I presume you mean that you did one-hour long workouts 3x, though at first I read your post as saying you did a three-hour-long trainer workout, to which my brain said: :cryin:


----------



## MattintheCrown (Jul 6, 2011)

^Hehe, yeah. I attempted an hour long workout twice with the new saddle (in two different pairs of shorts, with slightly different seat positions), and only made it about a half hour each time. Then I switched the saddle, and have since managed to get 3 legitimate workouts in.

A three hour workout on a trainer is tantamount to torture (though, I don't rule out trying it in the future ).


----------



## MixMastaPJ (Feb 24, 2012)

That saddle seems to be really hit or miss with everyone


----------



## paulfeng (Jun 10, 2011)

MixMastaPJ said:


> That saddle seems to be really hit or miss with everyone


Seems to be working fine for me so far, with rides up to 2.2 hours (which is not the longest, but long enough for some other saddles to indicate their incompatibility to me).


----------



## MattintheCrown (Jul 6, 2011)

MixMastaPJ said:


> That saddle seems to be really hit or miss with everyone


It's not so much that I don't like it, but I think it's too narrow (or perhaps not flat enough) for me.


----------



## MattintheCrown (Jul 6, 2011)

Well, new saddle is on the bike. Specialized Avatar gel. Did an hour on the trainer today, and so far, so good. Freakishly warm weather has set in here in NW Indiana, and both tomorrow and Wednesday look perfect for a first and second ride. 

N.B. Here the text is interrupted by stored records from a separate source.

PR #7422, opened 2026-02-03
fix(ws): transparent instrumentation + reduced memory retention

BridgeAR:
The instrumentation was noticable by a user so far and hooked into the public event listener addition / removal. The event handlers being added could not be detected as not being the ones by the user.

That is improved here by using an internal only instrumentation that should also reduce overhead and needs less coordination between the additions and removals.

The plugin is refactored to have less memory retantion. So far, the whole span was attached and in case long living ws connections existed with a high load, the spans could add up without ever being freed. Now that tracking overhead is much lower and the span is created when needed.

### DIFF
--- a/packages/datadog-instrumentations/src/ws.js
+++ b/packages/datadog-instrumentations/src/ws.js
@@ -1,6 +1,6 @@
 'use strict'
 
-const tracingChannel = require('dc-polyfill').tracingChannel
+const { tracingChannel } = /** @type {import('node:diagnostics_channel')} */ (require('dc-polyfill'))
 
 const shimmer = require('../../datadog-shimmer')
 const {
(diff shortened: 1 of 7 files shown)


packages/datadog-instrumentations/src/ws.js
```diff
@@ -70,35 +117,42 @@ function createWrapEmit (emit) {
...
+      }
 
-    return receiverCh.traceSync(originalHandler, ctx, this, data, binary)
-  })
-}
+      const websocket = /** @type {WebSocketInstance | undefined} */ (this[kWebSocketSymbol])
+      // Avoid receive spans when no one listens to messages.
+      if (websocket && typeof websocket.listenerCount === 'function' && websocket.listenerCount('message') === 0) {
+        return handler.call(this, data, isBinary)
+      }
```
BridgeAR, line 143: I could imagine it might be worth always tracking these instead of replicating the original implementation.

packages/datadog-instrumentations/src/ws.js
```diff
@@ -70,35 +117,42 @@ function createWrapEmit (emit) {
...
+      const socket = websocket?._sender?._socket
+      if (!socket) {
```
BridgeAR, line 145:
```suggestion
      if (!socket) {
        // This should never happen and is a protection against potential future ws changes.
```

A ride report is on the way. I also get to test out my Garmin 500 for the first time, so I'll have a ride report for that too.


----------



## iclypso (Jul 6, 2011)

Much different than my Fantom Ti frame. That thing is good lookin'!


----------



## MattintheCrown (Jul 6, 2011)

Alright, well, I got my first ride in today. Defying all sense or logic, the temperature was 71 degrees when I started. The weather is supposed to hold (in fact, get warmer), and I'll probably get another ride in tomorrow. Here are some thoughts, as they occur to me:

* First thing I noticed was, damn, I've been goldbricking it on the trainer. Actual cycling is _hard_. LOL. I really forgot what it felt like. My lungs were positively burning, and I've been hacking up a winter's worth of lung butter the last couple of hours. I deposited some serious lougies along the route.

* I immediately noticed how light and quick the bike is. There's just no weight to it, and when I first took off, I really got up to speed quick.

* Twitch-eeeee! I actually have a theory on this. I'm utterly new to road bikes. My previous bike was a 28 pound Giant mountain bike with road tires. Now, the entire bike was much heavier than this bike, but more importantly, the wheels were much heavier. Heavy wheels = lots of rotating mass. Lots of rotating mass = tons of gyroscopic force. Tons of gyroscopic force = stability. Plus the wheels are simply narrower. This bike surprised me with how much it moves underneath me when I make a subtle change in force to the handle bars. In fact, I was leery to get in the drops at all, because when I did, my lack of familiarity with the position made me feel dangerously unstable. I think it's simply a matter of getting used to it, but it's a big change.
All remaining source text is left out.